Increased cell death in rat blastocysts exposed to maternal diabetes in utero and to high glucose or tumor necrosis factor-alpha in vitro.

The morphogenetic function of the transient phase of cell death that occurs during blastocyst maturation is not known but it is thought that its regulation results from a delicate balance between survival and lethal signals in the uterine milieu. In this paper, we show that blastocysts from diabetic rats have a higher incidence of dead cells than control embryos.
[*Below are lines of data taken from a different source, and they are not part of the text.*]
PR #1058, opened 2021-09-30
Fix for CVE-2020-10812

derobins:
Fixing this in 1.10 first so we can get 1.10.8 out the door


derobins:
This fails tests

bmribler:
Did you mean "make check" failed?

PR #1085, opened 2021-10-08
Update version to 1.10.8 for release

lrknox:


README.txt
```diff
@@ -1,4 +1,4 @@
-HDF5 version 1.10.8-3 released on 2021-10-06
+HDF5 version 1.10.8-4 currently under development
```
byrnHDF: "under development"?

lrknox: Yes.  It only changes to "released on <date>" when running bin/release.  I don't expect that we will release 1.10.8-4.  Probably the next release will be 1.10.8,

byrnHDF (approved):

PR #1106, opened 2021-10-15
Add release note for HDFFV-11150 fix.

lrknox:


byrnHDF (approved):

byrnHDF (approved):

release_docs/RELEASE.txt
```diff
@@ -58,7 +58,13 @@ New Features
...
 
       Add configure options (autotools - CMake):
-            enable-hltools       HDF5_BUILD_HL_TOOLS
+            --enable-hltools       HDF5_BUILD_HL_TOOLS
+
+      Disabling this option prevents building the gif tool which
+      contains the following CVEs:
+          HDFFV-10592 CVE-2018-17433
+          HDFFV-10593 CVE-2018-17436
+          HDFFV-11048 CVE-2020-10809
```
bmribler, line 68: So, how to disable this option?

byrnHDF: It is explained in the known problems. But should be obvious to users of either autotools or cmake because it would be the opposite of the default?

bmribler: So, --enable-hltools was added but --disable-hltools is automatic?  Sorry, I'm clueless...

lrknox: In configure, adding option --enable-hltools also adds --disable-hltools and --enable-hltools=no to disable the option.

bmribler (approved):

PR #1109, opened 2021-10-18
Move test utilities to utils/test folder

byrnHDF:
Cleanup utils checks


lrknox (approved):

tools/test/h5dump/CMakeVFDTests.cmake
```diff
@@ -79,7 +66,7 @@ endmacro ()
 ##############################################################################
 
 # Run test with different Virtual File Driver
-foreach (vfd ${VFD_H5DUMP_LIST})
+foreach (vfd ${VFDP_LIST})
```
jhendersonHDF: VFDP -> VFD

test/CMakeLists.txt
```diff
@@ -378,6 +378,9 @@ set (H5_TESTS
     cmpd_dtransform
     event_set
 )
+if (HDF5_BUILD_UTILS)
+  set (H5_TESTS ${H5_TESTS} mirror_vfd)
+endif ()
```
jhendersonHDF, line 383: Why is this test only built based on the HDF5_BUILD_UTILS condition now? From a quick glance it didn't look like it was using anything from the utils dir.

test/CMakeLists.txt
```diff
@@ -552,30 +555,25 @@ if (HDF5_ENABLE_FORMATTERS)
...
+    TARGET_C_PROPERTIES (mirror_vfd SHARED)
+    target_link_libraries (mirror_vfd PRIVATE ${HDF5_TEST_LIBSH_TARGET})
+  endif ()
+  set_target_properties (mirror_vfd PROPERTIES FOLDER test)
 
-#-----------------------------------------------------------------------------
-# Add Target to clang-format
-#-----------------------------------------------------------------------------
-if (HDF5_ENABLE_FORMATTERS)
-  clang_format (HDF5_TEST_event_set_FORMAT event_set)
```
jhendersonHDF, line 578: Looks like this line for the separate event_set test got accidentally removed

byrnHDF: Not accident it is included in the make macro as event_set is in the list

test/CMakeLists.txt
byrnHDF: mirror_vfd needs the mirror_server in utils right?

jhendersonHDF: Ah ok, yes that's probably the case.

jhendersonHDF (approved):

PR #1126, opened 2021-10-21
Removes the "try free" behavior from the skip lists

derobins:
This was only used in the ID code when iterating and a callback
could delete IDs. It is not used anywhere else in the library and
is now pointless overhead.

Also quiets the const warnings when returning stored elements. They
only need to be const with respect to the skip list code, which should
never modify them. The library can do whatever it wants with the elements
it stored.


bsawicki (approved):
LGTM

lrknox (approved):

fortnern (approved):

Differential lineage staining indicated that increased nuclear fragmentation occurred mainly in the inner cell mass. In addition, terminal transferase-mediated dUTP nick end labeling (TUNEL) demonstrated an increase in the incidence of non-fragmented DNA-damaged nuclei in these blastocysts. Analysis of the expression of clusterin, a gene associated with apoptosis, by quantitative reverse transcription-polymerase chain reaction detected an increase in the steady-state level of its transcripts in blastocysts from diabetic rats. In situ hybridization revealed that about half the cells identified as expressing clusterin mRNA exhibited signs of nuclear fragmentation. In vitro experiments demonstrated that high D-glucose increased nuclear fragmentation, TUNEL labeling and clusterin transcription. Tumor necrosis factor-alpha (TNF-alpha), a cytokine whose synthesis is up-regulated in the diabetic uterus, did not induce nuclear fragmentation nor clusterin expression but increased the incidence of TUNEL-positive nuclei. The data suggest that excessive cell death in the blastocyst, most probably resulting from the overstimulation of a basal suicidal program by such inducers as glucose and TNF-alpha, may be a contributing factor of the early embryopathy associated with maternal diabetes.